Prospects For Tech Vendors Clouded By Market Rout, Muni Consolidation

THIS WEEK'S LEAD STORIES

Coupled with recent layoffs in the municipal bond departments at Salomon Brothers and Kidder Peabody & Co., the collapse in stock prices ushered in a mood of uncertainty about technological investment on Wall Street.

But most executives contacted last week say the outlook for suppliers of financial information and trading systems depends whether the slump is permanent.

"Everything is going ahead as planned," says William Rothfarb, manager of market data at First Boston Corp. "There hasn't been any change because of one day," referring to the 508-point plunge in the DJIA.

Nevertheless, the dizzying descent in equity values had a sobering effect on technology personnel. "The growth of financial information companies could be affected by regulatory intervention," suggests Jonathan Scheer, manager of electronic products and services at Moody's Investors Service.

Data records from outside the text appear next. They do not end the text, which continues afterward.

PR #2836, opened 2025-06-04
Fix OVM Witgen

qwang98:
Pair here: https://github.com/powdr-labs/openvm/pull/24

OVM tests for creating multiple APCs (introduced in PGO branch) fails.

This patches the error that we cannot skip witgen for the last read/write access to memory.

Previously we thought this was the last access, but some APC has timestamp increment as the last access, which is not a "real" access.

### DIFF
--- a/openvm/src/lib.rs
+++ b/openvm/src/lib.rs
@@ -789,7 +789,7 @@ mod tests {
     const GUEST_KECCAK_ITER: u32 = 1000;
     const GUEST_KECCAK_ITER_SMALL: u32 = 10;
     const GUEST_KECCAK_APC: u64 = 1;
-    const GUEST_KECCAK_APC_PGO: u64 = 2;
+    const GUEST_KECCAK_APC_PGO: u64 = 100;
     const GUEST_KECCAK_SKIP: u64 = 0;
 
     #[test]
--- a/openvm/src/powdr_extension/executor.rs
+++ b/openvm/src/powdr_extension/executor.rs
@@ -15,7 +15,7 @@ use openvm_circuit::{
         ExecutionState, InstructionExecutor, Result as ExecutionResult, VmChipComplex,
         VmInventoryError,
     },
-    system::memory::OfflineMemory,
+    system::memory::{online::MemoryLogEntry, OfflineMemory},
 };
 use openvm_circuit::{
     arch::{VmConfig, VmInventory},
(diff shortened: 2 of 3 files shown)


openvm/src/lib.rs
```diff
@@ -789,7 +789,7 @@ mod tests {
     const GUEST_KECCAK_ITER: u32 = 1000;
     const GUEST_KECCAK_ITER_SMALL: u32 = 10;
     const GUEST_KECCAK_APC: u64 = 1;
-    const GUEST_KECCAK_APC_PGO: u64 = 2;
+    const GUEST_KECCAK_APC_PGO: u64 = 100;
```
qwang98: Now we can run 100 APCs and maybe even more :)

openvm/src/powdr_extension/executor.rs
```diff
@@ -106,12 +106,32 @@ impl<P: IntoOpenVm> PowdrExecutor<P> {
             });
 
         self.number_of_calls += 1;
-        let to_record_id = memory.get_memory_logs().len() - 1;
+        let to_record_id = memory.get_memory_logs().len(); // exclusive range
+
+        let memory_logs = memory.get_memory_logs();
```
Schaeff: Calling `get_memory_logs` twice

openvm/src/powdr_extension/executor.rs
```diff
@@ -106,12 +106,32 @@ impl<P: IntoOpenVm> PowdrExecutor<P> {
...
+
+        let last_read_write = memory_logs[from_record_id..to_record_id]
+            .iter()
+            .rposition(|entry| {
+                matches!(
+                    entry,
+                    MemoryLogEntry::Read { .. } | MemoryLogEntry::Write { .. }
+                )
+            })
+            .unwrap() // assume that there is at least one read/write within the apc range
```
Schaeff: We don't need this assumption if we store an `Option`

qwang98: Thought about that but was hard to imagine that we have a Powdr Chip with no real memory access. Can make this edit to make this more robust :)

openvm/src/powdr_extension/executor.rs
qwang98: Fixed.

openvm/src/powdr_extension/executor.rs
qwang98: Done.

openvm/src/powdr_extension/executor.rs
```diff
@@ -118,20 +121,19 @@ impl<P: IntoOpenVm> PowdrExecutor<P> {
...
-            .unwrap() // assume that there is at least one read/write within the apc range
-            + from_record_id;
+            .map(|idx| idx + from_record_id);
 
         tracing::debug!(
             "APC range (exclusive): {}..{} (last read/write at {})",
             from_record_id,
             to_record_id,
-            last_read_write
+            last_read_write.unwrap_or(to_record_id)
```
Schaeff, line 130: This is incorrect in the None case, let's print nothing in that case

Schaeff (approved):

openvm/src/powdr_extension/executor.rs
```diff
@@ -106,12 +109,31 @@ impl<P: IntoOpenVm> PowdrExecutor<P> {
...
+            .iter()
+            .rposition(|entry| {
+                matches!(
+                    entry,
+                    MemoryLogEntry::Read { .. } | MemoryLogEntry::Write { .. }
+                )
+            })
+            .map(|idx| idx + from_record_id);
+
+        tracing::debug!(
```
leonardoalt: maybe debug is too granular and this should be trace?

qwang98: Should be good for smaller inputs, but basically for the Keccak example will be printed Sum over `i` of (# of times executed * # of APCs * # of Keccaks) so I agree.

PR #2839, opened 2025-06-04
Abstract constraint optimizer.

chriseth:
Turns the variable in the constraint optimizer into a generic parameter. The goal of this is that we can later add auxiliary variables which are enum alternatives in an enum that also contains the original variable - without having to touch the optimizer code.


georgwiese (approved):
Cool! I actually changed the type in #2831, but this should be compatible.

PR #2843, opened 2025-06-05
fix default degree bound

leonardoalt:
Read comment in the code


georgwiese (approved):
Interesting that this doesn't seem to cause any changes to the snapshot tests?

Drexel Burnham Lambert analyst Andrew Wallach says the market for financial information and trading systems must be viewed as several markets. Vendors directly linked to the retail sector of the stock market -- like Citicorp's Quotron Systems Inc. subsidiary and Automatic Data Processing Inc. -- are the most vulnerable to cutbacks in spending.

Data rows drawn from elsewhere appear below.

PR #2845, opened 2025-06-05
Option for `prove` to use a smaller segment

qwang98:
Just doing this for `prove` so far because that's needed for our test, but technically can be added for `execute` as well because execution already uses `SegmentationStrategy`.

### DIFF
--- a/openvm/src/lib.rs
+++ b/openvm/src/lib.rs
@@ -3,8 +3,8 @@ use eyre::Result;
 use itertools::{multiunzip, Itertools};
 use openvm_build::{build_guest_package, find_unique_executable, get_package, TargetFilter};
 use openvm_circuit::arch::{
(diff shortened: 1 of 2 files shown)


openvm/src/lib.rs
```diff
@@ -509,8 +509,18 @@ pub fn prove(
     mock: bool,
     recursion: bool,
     inputs: StdIn,
+    segment_height: Option<usize>,
 ) -> Result<(), Box<dyn std::error::Error>> {
-    let CompiledProgram { exe, vm_config } = program;
+    let exe = &program.exe;
+    let mut vm_config = program.vm_config.clone();
+
+    // DefaultSegmentationStrategy { max_segment_len: 4194204, max_cells_per_chip_in_segment: 503304480 }
```
qwang98, line 526: These are private constants I'm just putting here for reference.

qwang98: From OVM.

leonardoalt (dismissed):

At the other end of the spectrum, Wallach considers the foreign exchange market most resistant to a downturn, saying it is unlikely that fixed rates will ever be adopted.

Layoffs and consolidations at brokerage firms and banks will translate into slower growth for financial information vendors, says Scheer. "Growth is not going to be unbounded," he says.

However, one school of thought says that quotes, news, and analysis become more important in a volatile or declining market. "Even if people are losing money, they still have to get their information from somewhere," says David Beasley, marketing director of Money Market Services Inc.